_TASK DETAILS_
Take the data below and filter it for lines containing the word "hbase"; show each line found.

※

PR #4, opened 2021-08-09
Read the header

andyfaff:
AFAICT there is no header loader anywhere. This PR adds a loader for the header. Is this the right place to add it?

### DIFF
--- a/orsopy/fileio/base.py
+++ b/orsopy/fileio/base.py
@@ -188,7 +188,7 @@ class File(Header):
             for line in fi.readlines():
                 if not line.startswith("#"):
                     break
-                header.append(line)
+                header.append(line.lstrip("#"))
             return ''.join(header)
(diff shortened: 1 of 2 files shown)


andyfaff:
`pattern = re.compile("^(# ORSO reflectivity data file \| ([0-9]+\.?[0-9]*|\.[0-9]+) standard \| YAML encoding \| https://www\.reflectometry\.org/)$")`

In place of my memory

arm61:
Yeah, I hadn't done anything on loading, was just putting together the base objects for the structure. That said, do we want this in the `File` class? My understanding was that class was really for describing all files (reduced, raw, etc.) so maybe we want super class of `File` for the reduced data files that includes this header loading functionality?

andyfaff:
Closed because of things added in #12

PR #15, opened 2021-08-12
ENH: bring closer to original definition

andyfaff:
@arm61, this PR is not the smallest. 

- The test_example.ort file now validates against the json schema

※

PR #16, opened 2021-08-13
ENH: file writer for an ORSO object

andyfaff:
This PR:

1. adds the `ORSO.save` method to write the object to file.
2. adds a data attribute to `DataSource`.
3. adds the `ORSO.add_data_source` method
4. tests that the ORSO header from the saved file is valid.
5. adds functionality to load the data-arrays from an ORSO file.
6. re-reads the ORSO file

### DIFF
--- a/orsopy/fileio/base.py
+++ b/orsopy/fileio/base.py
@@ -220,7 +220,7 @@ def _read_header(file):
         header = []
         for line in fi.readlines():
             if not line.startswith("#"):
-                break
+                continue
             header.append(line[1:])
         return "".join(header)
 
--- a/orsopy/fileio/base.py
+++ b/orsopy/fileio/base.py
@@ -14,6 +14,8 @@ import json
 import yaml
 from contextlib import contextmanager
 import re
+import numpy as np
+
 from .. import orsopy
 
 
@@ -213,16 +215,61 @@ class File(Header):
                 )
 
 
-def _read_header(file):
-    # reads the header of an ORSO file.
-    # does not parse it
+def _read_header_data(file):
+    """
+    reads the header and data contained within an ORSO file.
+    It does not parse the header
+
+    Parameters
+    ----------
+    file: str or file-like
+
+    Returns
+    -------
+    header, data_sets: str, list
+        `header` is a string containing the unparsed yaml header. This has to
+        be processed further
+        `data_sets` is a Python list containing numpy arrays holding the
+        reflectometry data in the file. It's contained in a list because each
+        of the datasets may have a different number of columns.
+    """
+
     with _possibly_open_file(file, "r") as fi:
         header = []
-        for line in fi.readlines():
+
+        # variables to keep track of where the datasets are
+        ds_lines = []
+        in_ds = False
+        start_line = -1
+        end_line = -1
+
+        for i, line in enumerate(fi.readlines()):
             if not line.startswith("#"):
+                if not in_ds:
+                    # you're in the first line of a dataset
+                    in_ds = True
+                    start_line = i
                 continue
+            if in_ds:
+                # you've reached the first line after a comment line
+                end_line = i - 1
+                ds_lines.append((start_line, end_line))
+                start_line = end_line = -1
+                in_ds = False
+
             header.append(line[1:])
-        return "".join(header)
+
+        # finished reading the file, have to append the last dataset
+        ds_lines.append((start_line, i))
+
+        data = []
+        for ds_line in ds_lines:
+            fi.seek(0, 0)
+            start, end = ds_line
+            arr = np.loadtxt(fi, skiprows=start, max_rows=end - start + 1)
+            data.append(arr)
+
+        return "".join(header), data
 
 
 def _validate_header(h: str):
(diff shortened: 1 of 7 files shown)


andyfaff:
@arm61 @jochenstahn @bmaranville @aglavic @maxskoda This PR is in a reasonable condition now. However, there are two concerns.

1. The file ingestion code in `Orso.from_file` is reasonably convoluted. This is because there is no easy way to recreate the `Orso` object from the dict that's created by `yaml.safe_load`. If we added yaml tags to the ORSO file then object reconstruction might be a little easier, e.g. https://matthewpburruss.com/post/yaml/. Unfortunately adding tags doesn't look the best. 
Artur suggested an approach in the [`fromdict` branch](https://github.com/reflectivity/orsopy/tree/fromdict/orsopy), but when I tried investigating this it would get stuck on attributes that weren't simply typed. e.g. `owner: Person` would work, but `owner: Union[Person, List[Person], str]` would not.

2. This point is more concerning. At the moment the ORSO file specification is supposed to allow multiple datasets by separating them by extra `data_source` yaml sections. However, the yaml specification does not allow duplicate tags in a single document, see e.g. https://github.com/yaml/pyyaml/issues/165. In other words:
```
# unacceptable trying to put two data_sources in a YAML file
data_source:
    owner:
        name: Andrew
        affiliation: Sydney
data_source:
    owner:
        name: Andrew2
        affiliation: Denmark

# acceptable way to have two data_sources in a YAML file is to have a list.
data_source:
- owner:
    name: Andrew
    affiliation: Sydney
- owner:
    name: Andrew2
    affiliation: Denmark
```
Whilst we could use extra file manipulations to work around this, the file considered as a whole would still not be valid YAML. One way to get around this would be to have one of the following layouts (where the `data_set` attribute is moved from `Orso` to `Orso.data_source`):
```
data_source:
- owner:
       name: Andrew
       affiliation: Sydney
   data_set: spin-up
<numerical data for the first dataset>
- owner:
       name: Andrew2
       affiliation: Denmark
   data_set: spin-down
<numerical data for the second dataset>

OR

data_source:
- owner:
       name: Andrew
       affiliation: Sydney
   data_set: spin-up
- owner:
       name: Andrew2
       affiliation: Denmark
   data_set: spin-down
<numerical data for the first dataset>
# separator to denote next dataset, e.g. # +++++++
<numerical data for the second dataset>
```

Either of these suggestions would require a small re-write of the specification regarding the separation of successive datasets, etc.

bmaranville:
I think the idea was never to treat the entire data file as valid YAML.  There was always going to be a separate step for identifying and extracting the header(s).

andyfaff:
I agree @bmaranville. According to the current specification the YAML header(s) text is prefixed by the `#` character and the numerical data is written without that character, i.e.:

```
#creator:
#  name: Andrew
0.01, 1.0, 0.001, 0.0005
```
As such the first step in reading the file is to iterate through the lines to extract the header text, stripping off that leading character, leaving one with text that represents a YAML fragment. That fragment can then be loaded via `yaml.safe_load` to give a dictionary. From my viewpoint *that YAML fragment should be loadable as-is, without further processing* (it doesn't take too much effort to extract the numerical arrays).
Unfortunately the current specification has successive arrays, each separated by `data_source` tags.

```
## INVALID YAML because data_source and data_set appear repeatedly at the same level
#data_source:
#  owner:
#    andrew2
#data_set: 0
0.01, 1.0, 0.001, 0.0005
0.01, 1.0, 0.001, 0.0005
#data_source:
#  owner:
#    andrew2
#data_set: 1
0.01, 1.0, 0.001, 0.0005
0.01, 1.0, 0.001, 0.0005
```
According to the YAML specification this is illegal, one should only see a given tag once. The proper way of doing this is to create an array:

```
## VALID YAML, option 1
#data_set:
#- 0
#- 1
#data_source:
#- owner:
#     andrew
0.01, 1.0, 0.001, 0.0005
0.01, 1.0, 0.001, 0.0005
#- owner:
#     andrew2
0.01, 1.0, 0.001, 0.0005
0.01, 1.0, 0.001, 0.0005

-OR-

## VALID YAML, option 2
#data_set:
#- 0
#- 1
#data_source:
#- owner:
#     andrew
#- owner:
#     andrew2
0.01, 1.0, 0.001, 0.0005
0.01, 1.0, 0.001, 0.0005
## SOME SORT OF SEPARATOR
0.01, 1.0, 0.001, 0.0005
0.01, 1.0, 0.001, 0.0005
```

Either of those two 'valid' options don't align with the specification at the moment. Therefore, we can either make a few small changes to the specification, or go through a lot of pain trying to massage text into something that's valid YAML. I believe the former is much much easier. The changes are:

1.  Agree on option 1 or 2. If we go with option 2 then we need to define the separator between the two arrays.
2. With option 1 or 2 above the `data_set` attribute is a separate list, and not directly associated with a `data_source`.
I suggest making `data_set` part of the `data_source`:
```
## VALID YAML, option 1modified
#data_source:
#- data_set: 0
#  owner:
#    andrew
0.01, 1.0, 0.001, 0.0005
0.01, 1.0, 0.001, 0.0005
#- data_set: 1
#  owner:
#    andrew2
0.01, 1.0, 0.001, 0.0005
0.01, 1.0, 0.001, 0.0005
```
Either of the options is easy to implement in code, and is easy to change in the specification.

※

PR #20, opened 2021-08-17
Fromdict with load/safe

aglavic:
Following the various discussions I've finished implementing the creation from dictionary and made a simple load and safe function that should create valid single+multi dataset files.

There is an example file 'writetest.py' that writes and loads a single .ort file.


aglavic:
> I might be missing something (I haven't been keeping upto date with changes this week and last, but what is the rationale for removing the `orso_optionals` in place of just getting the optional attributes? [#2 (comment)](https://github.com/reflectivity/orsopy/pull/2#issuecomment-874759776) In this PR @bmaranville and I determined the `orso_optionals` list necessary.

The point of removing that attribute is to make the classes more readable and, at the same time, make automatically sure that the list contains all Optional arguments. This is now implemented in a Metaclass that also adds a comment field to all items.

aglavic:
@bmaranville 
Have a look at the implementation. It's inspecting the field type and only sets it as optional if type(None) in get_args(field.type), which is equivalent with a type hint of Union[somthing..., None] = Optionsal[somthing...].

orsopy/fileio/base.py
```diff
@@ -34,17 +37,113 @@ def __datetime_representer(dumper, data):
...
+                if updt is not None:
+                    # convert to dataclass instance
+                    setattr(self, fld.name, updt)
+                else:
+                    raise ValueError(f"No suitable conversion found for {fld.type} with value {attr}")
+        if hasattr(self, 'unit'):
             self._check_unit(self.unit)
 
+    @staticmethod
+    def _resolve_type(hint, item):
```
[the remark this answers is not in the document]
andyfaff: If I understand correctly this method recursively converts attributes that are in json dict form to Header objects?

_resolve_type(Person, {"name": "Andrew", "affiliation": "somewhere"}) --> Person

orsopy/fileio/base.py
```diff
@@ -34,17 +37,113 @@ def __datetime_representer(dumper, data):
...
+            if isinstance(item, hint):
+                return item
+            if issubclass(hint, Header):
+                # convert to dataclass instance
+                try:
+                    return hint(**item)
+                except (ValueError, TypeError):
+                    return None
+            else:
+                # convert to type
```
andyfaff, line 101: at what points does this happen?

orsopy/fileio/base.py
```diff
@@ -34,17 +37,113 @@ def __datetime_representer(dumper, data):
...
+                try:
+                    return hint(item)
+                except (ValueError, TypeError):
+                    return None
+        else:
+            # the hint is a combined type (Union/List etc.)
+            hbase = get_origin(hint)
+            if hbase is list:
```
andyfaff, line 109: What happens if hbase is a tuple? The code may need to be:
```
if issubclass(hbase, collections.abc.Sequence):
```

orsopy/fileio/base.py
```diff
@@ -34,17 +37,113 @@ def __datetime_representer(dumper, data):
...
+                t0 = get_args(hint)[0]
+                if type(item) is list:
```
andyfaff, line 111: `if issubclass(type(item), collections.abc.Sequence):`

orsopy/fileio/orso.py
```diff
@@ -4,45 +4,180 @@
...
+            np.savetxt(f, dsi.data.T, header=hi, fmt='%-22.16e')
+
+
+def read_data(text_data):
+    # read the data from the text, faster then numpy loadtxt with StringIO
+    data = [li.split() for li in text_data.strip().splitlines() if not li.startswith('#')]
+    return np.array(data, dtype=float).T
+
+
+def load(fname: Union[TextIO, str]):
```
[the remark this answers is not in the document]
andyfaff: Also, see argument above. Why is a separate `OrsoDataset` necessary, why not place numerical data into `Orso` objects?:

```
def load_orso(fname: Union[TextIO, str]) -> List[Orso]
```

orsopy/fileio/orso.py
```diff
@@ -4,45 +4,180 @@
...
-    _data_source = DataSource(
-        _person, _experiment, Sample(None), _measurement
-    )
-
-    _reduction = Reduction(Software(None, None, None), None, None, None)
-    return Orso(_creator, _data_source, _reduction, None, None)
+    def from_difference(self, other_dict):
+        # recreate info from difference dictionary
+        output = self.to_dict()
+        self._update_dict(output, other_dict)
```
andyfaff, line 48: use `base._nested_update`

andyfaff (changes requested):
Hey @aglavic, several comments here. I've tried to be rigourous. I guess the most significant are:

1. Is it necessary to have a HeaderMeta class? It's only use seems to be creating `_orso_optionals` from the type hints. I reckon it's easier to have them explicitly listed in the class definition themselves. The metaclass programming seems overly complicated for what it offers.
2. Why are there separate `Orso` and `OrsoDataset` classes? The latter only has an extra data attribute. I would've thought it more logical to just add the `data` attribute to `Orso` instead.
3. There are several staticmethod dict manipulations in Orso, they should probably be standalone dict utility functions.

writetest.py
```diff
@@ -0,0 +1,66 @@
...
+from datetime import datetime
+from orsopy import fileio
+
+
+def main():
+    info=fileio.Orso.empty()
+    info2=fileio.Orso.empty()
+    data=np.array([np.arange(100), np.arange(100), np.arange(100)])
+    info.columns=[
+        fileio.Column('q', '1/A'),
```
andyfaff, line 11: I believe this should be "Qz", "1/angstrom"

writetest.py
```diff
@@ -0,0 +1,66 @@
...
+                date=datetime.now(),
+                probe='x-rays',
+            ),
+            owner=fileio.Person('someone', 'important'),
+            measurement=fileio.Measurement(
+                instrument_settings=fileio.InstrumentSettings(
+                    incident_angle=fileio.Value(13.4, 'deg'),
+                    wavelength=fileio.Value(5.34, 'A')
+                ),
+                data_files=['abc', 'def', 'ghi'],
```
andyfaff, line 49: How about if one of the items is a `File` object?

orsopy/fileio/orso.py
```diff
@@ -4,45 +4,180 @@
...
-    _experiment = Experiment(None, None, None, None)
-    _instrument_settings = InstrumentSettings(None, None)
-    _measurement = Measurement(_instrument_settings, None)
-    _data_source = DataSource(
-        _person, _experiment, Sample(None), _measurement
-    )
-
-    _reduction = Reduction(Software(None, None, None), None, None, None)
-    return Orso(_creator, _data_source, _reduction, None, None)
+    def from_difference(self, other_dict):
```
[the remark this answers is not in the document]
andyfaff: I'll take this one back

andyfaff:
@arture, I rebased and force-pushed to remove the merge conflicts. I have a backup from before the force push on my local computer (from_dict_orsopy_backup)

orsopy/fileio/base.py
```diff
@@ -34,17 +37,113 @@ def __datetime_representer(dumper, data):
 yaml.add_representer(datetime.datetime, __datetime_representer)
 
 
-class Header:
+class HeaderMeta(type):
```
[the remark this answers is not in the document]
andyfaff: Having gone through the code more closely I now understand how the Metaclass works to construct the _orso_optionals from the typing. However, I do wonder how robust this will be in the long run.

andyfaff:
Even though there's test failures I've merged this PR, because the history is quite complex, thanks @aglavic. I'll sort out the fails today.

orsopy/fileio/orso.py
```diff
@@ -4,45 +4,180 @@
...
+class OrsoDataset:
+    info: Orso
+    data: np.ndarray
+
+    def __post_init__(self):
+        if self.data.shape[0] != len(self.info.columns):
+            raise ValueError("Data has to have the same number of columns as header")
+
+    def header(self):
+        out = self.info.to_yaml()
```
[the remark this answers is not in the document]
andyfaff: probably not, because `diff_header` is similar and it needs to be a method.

※

_RESPONSE_
+            hbase = get_origin(hint)
+            if hbase is list:
andyfaff, line 109: What happens if hbase is a tuple? The code may need to be:
if issubclass(hbase, collections.abc.Sequence):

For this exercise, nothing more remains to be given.